Unlike traditional server-based systems where a central failure can take down an entire aircraft’s entertainment system, RAVE’s architecture places storage and processing power at every seat. This design eliminates single points of failure and has been a key selling point for Airlines seeking reliability.
Current Product Portfolio
According to company statements and product specifications, RAVE Aerospace is currently deploying several advanced technologies designed to modernize the cabin experience:
- RAVE Ultra Displays: 4K UHD seatback screens utilizing mini-LED technology for “true black” contrast, offering significant weight savings of up to 23% compared to previous generations.
- Power Delivery: Integrated 60W USB-C fast charging at every seat to support passenger laptops and tablets.
- RAVE OS: An open Software platform based on Android that allows airlines to run third-party applications and multitask, mirroring the experience of consumer tablets.
- Cloud Services: A “Cloud Edge” architecture that facilitates real-time content updates via satellite, cellular, or Wi-Fi, moving away from the industry standard of monthly manual updates.
AirPro News Analysis
The separation of RAVE Aerospace from Safran represents a broader trend in the aerospace sector where conglomerates are divesting non-core or specialized technology units to private equity firms. For Safran, this divestiture likely streamlines their focus on propulsion and defense. For RAVE Aerospace, the move to Kingswood could be transformative.
As a division within a massive multinational corporation, niche technology units often struggle to secure the R&D budget or decision-making speed required to compete with agile Startups. By becoming an independent entity backed by private equity, RAVE Aerospace is positioned to react faster to market shifts, specifically the “connected seatback” trend.

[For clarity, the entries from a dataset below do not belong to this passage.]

PR #3576, opened 2026-08-20
(release/25.1) Fix use-after-free caused by duplicate glyphs in one glyphset

metux:
Backport of [#3576](https://github.com/X11Libre/xserver/pull/3576) (master)

   instead of inserting B

was cleared out this crashes.

freed before A is freed.

Closes: #1881

### DIFF
--- a/render/glyph.c
+++ b/render/glyph.c
@@ -266,7 +266,7 @@ FreeGlyph(GlyphPtr glyph, int format)
         gr = FindGlyphRef(&globalGlyphs[format], signature, TRUE, glyph->sha1);
         if (gr - globalGlyphs[format].table != first)
             DuplicateRef(glyph, "Found wrong one");
-        if (gr && gr->glyph && gr->glyph != DeletedGlyph) {
+        if (gr && gr->glyph == glyph) {
             gr->glyph = DeletedGlyph;
             gr->signature = 0;
             globalGlyphs[format].tableEntries--;


metux:
## Review: Fix use-after-free caused by duplicate glyphs in one glyphset

Single-line fix in `render/glyph.c:269` that prevents a use-after-free crash when a glyphset contains duplicate glyphs (same content/sha1).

Industry reporting by Runway Girl Network suggests that RAVE Aerospace is betting that passengers will continue to demand high-quality seatback screens that integrate seamlessly with their personal devices and the aircraft’s internet connection. This contrasts with the “BYOD” (Bring Your Own Device) model that some low-cost carriers have adopted. RAVE’s strategy relies on the belief that as Low Earth Orbit (LEO) satellite connectivity (like Starlink and OneWeb) becomes ubiquitous, the seatback screen will evolve into a powerful, connected portal rather than just a movie player.
Market Position and Future Outlook
RAVE Aerospace enters the market as a “neutral” player in the connectivity space. Unlike competitors that may bundle hardware with specific satellite networks, RAVE maintains an agnostic stance, integrating with various LEO, MEO, and GEO satellite providers. This flexibility allows airline customers to switch connectivity providers without ripping out their cabin hardware, a significant value proposition in a volatile satellite market.
With Kingswood Capital Management also recently launching the Kingswood Defense Group, there is speculation that RAVE Aerospace could eventually explore cross-sector applications for its ruggedized display and data handling technologies, though its primary focus remains Commercial-Aircraft.
Frequently Asked Questions
Q: Will existing airline customers see a disruption in service?
A: No. The leadership team, including CEO Matt Smith, remains unchanged, and the company has stated that operations will continue without interruption. The “RAVE” product line remains the core offering.
Q: What happened to Safran Passenger Innovations?
A: Safran Passenger Innovations was acquired by Kingswood Capital Management on February 5, 2026, and immediately rebranded as RAVE Aerospace. It is no longer part of the Safran Group.
Q: Where is the new company located?
A: RAVE Aerospace continues to operate out of its existing headquarters in Brea, California.